StatsModels.jl
StatsModels.jl copied to clipboard
Disruptive Variable Names
using Feather
using DataFrames
using StatsModels
df = Feather.read(joinpath(Pkg.dir("Feather"), "test/newdata/iris.feather"),
use_mmap = false)
names(df)
The names are: Vector{Symbol}(:Sepal.Length, :Sepal.Width, :Petal.Length, :Petal.Width, :Species)
Having variable names with . makes them Expr with ex.head == :(.) which prompts errors in:
dospecialsTerms
The following fix works:
function dospecials(ex::Expr)
if ex.head == :(.) return Symbol(ex) end
...
end
function Terms(f::Formula)
...
if haslhs
unshift!(etrms, Any[Symbol(f.lhs)]) # Shouldn't typeof(eterms) == Vector{Symbol} ?
end
While this fix is only for variable names that have . it might be wise to decide against supporting names that cannot be framed as a :... such as having special operators for StatsModels (e.g., Symbol("A*B")), special operators in Julia (e.g., Symbol("A.B"), spaces (e.g., Symbol("A B")) or others such as Symbol(""). As long as is documented I think it would be fine... The proposed approach would allow _ as a separator for compound words.

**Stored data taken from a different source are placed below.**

PR #6568, opened 2023-08-23
updates `dolt log` to use sql backend

stephkyou:
Updates `dolt log` to use sql backend to generate results.

### DIFF
--- a/go/cmd/dolt/commands/log.go
+++ b/go/cmd/dolt/commands/log.go
@@ -252,8 +252,19 @@ func constructInterpolatedDoltLogQuery(apr *argparser.ArgParseResults, queryist 
 func getExistingTables(revisions []string, queryist cli.Queryist, sqlCtx *sql.Context) (map[string]bool, error) {
 	tableNames := make(map[string]bool)
 
+	if len(revisions) == 0 {
+		rows, err := GetRowsForSql(queryist, sqlCtx, "show tables")
+		if err != nil {
+			return nil, err
+		}
+		for _, r := range rows {
+			tableNames[r[0].(string)] = true
+		}
+		return tableNames, nil
+	}
+
 	for _, rev := range revisions {
-		rows, err := GetRowsForSql(queryist, sqlCtx, "show tables as of "+rev)
+		rows, err := GetRowsForSql(queryist, sqlCtx, "show tables as of '"+rev+"'")
 		if err != nil {
 			return nil, err
 		}
--- a/go/cmd/dolt/commands/log.go
+++ b/go/cmd/dolt/commands/log.go
@@ -142,34 +142,25 @@ func constructInterpolatedDoltLogQuery(apr *argparser.ArgParseResults, queryist 
 		}
 		tableNames := ""
 		for i := apr.PositionalArgsSeparatorIndex; i < apr.NArg(); i++ {
-			tableNames = tableNames + apr.Arg(i) + ","
+			tableNames = strings.Join([]string{tableNames, apr.Arg(i)}, ",")
 		}
 		if tableNames != "" {
-			tableNames = strings.TrimSuffix(tableNames, ",")
 			params = append(params, tableNames)
 			writeToBuffer("'--tables'")
 			writeToBuffer("?")
 		}
 	} else {
-		rows, err := GetRowsForSql(queryist, sqlCtx, "show tables")
-		if err != nil {
-			return "", err
-		}
-		existingTables := make(map[string]bool, len(rows))
-		for _, r := range rows {
-			existingTables[r[0].(string)] = true
-		}
+		var existingTables map[string]bool
 		seenRevs := make(map[string]bool, apr.NArg())
-
 		finishedRevs := false
 		tableNames := ""
-		for _, arg := range apr.Args {
+		for i, arg := range apr.Args {
 			// once we encounter a rev we can't resolve, we assume the rest are table names
 			if finishedRevs {
 				if _, ok := existingTables[arg]; !ok {
 					return "", fmt.Errorf("error: table %s does not exist", arg)
 				}
-				tableNames = tableNames + arg + ","
+				tableNames = strings.Join([]string{tableNames, arg}, ",")
 			} else {
 				if strings.Contains(arg, "..") || strings.HasPrefix(arg, "^") {
 					writeToBuffer("?")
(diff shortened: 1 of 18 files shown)


go/cmd/dolt/commands/log.go
```diff
@@ -110,576 +88,188 @@ func (cmd LogCmd) ArgParser() *argparser.ArgParser {
...
+		if !first {
+			buffer.WriteString(", ")
 		}
-
-		// `dolt log <ref>..<ref>`
-		refs := strings.Split(apr.Arg(0), "..")
-		notCs, err := getCommitSpec(refs[0])
-		if err != nil {
-			return err
+		if !param {
```
nicktobey, line 134: I think we can remove the `param` param if we just wrap `s` in quotes when it's not a parameter, like

```
writeToBuffer("\"--table\"")
```

integration-tests/bats/helper/local-remote.bash
```diff
@@ -136,6 +135,7 @@ SKIP_SERVER_TESTS=$(cat <<-EOM
 ~sql-checkout.bats~
 ~cli-hosted.bats~
 ~profile.bats~
+~log.bats~
```
macneale4, line 138: Would really like to have this one on. What doesn't work? How hard is it to fix?

go/libraries/utils/argparser/results.go
```diff
@@ -135,7 +137,7 @@ func (res *ArgParseResults) DropValue(name string) *ArgParseResults {
 		}
 	}
 
-	return &ArgParseResults{newNamedArgs, res.Args, res.parser}
+	return &ArgParseResults{newNamedArgs, res.Args, res.parser, -1}
```
macneale4, line 140: Having -1 as a special number is not great. I'd make a descriptive constant, like "NO_DASH_DASH_ARGS" or something like that. Future readers will easily know what that means.

macneale4 (changes requested):

integration-tests/bats/log.bats
```diff
@@ -254,14 +265,14 @@ teardown() {
     [[ "$output" =~ "BRANCH1" ]] || false
 
     # Should default to first argument as branch name, second argument as table name (if table exists) if two arguments provided
-    run dolt log myname myname 
+    run dolt log myname -- myname
```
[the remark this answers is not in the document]
stephkyou: Yeah we're no longer supporting table names without the separator. I think @macneale4 and I decided that would be best since it's really hard to resolve revisions otherwise.

integration-tests/bats/log.bats
```diff
@@ -254,14 +265,14 @@ teardown() {
...
     [ $status -eq 0 ]
     [[ ! "$output" =~ "MAIN" ]] || false
     [[ "$output" =~ "BRANCH1" ]] || false
 
     # Table main does not exist
-    run dolt log main main
-    [ $status -eq 1 ]
+    run dolt log main -- main
```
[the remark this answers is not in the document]
stephkyou: This follow's git's pattern where the log will just be empty if a table (file) doesn't exist.

integration-tests/bats/log.bats
```diff
@@ -479,15 +490,14 @@ teardown() {
     dolt add test
     dolt commit -m "Commit 2"
 
-    run dolt log test
-    [ $status -eq 1 ]
-    [[ "$output" =~ "error: table test does not exist" ]] || false
+    run dolt log -- test
+    [ $status -eq 0 ]
```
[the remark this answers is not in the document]
stephkyou: This follow's git's pattern where the log will just be empty if a table (file) doesn't exist.

integration-tests/bats/helper/local-remote.bash
stephkyou: Needs checkout to work remotely :(

integration-tests/bats/log.bats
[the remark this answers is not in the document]
stephkyou: After discussing with Neil I'm going to push a change to support table names without the separator. Should make us backwards compatible.

go/cmd/dolt/commands/log.go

This seems like an issue with Feather rather than StatsModels. DataFrames provides an option to normalize column names to valid Julia identifiers upon reading. Feather should probably have an option like that as well.
I verified that with CSV the default is to keep the variable names as they are in the original file. For example:
This is a var,Value
1,0
will import using CSV.read with names Vector{Symbol}(Symbol("This is a var"), :Value)
DataFrames depreciated readtable in favor of using I/O packages directly. Do you remember which function normalized column names? If it still exported, it could be used and just document that step.
It wasn't a separate function but rather an argument to readtable in DataFrames. I'd be surprised if that functionality isn't available in CSV or Feather. cc @quinnj
CSV nor Feather seem to have it. I found it in the DataFrames other/utils.jl.
The function is identifier(s::AbstractString) which isn't exported. It might be worthwhile to add this to the documentation as a line,
names!(df, Symbol.(DataFrames.identifier.(string.(names(df)))))
Even if normalizing names by default is a good idea, it would be nice to support non-standard names if that's possible, as that makes generic code more robust.
I believe that for handling non-normalized names the minimum requirements might be:
- Names can't have leading or trailing white spaces.
- Names must have a minimum character length of one (i.e.,
Symbol("")not allowed) - Operators in formula must have a leading and trailing space (i.e.,
@formula(y ~ a & b)rather than@formula(y ~ a&b))
Then Terms could potentially be used with colnames::Vector{Symbol} = names(df) in order to make a mapping and operate by column position rather than names.
I believe the requirements are not unreasonable. There might be some caveats, for example with a an expression such as Symbol("ID & Year") where it might be unclear for a parser and would have to make a greedy expression to correctly parse the terms based of the column names in the off-chance that names(df) = Vector{Symbol}(["ID", "Year", "ID & Year"]). The example might indicate a need to fall back on normalizing it first and then map back as an alternative.